> **ACTIVITY**:
Scan the entries and copy each line where the word "Ordering" is present.

> **PROVIDED INFORMATION**:

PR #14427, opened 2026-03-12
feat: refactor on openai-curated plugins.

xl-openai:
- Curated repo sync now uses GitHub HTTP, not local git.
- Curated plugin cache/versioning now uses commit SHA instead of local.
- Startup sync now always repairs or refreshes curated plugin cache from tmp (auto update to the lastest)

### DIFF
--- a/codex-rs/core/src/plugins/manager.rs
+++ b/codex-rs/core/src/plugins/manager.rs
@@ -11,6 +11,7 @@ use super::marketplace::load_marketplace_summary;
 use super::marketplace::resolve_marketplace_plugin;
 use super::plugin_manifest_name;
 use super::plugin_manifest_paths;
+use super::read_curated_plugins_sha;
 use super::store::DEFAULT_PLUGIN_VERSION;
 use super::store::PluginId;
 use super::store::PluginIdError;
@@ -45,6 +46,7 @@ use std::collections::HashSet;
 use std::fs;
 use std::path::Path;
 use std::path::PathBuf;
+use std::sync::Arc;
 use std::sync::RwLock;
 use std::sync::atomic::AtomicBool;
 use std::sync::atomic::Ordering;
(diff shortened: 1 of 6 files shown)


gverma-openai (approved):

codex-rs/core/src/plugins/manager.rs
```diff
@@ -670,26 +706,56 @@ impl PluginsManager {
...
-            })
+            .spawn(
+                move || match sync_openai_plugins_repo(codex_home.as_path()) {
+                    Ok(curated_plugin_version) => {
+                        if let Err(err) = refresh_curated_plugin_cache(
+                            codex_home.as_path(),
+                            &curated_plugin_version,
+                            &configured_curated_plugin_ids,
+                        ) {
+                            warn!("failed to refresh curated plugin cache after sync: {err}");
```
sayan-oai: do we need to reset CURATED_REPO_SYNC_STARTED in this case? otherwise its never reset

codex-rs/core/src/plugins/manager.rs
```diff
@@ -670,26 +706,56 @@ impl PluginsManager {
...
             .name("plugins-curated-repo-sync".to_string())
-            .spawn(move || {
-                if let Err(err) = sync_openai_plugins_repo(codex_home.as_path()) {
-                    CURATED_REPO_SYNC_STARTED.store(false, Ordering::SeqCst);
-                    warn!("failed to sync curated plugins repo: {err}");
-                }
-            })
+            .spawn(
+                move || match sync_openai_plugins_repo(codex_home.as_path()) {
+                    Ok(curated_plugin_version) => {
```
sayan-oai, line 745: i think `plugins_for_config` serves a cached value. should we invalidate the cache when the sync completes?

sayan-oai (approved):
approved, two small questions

> **WRITTEN SOLUTION**:
 use std::sync::atomic::Ordering;
-                    CURATED_REPO_SYNC_STARTED.store(false, Ordering::SeqCst);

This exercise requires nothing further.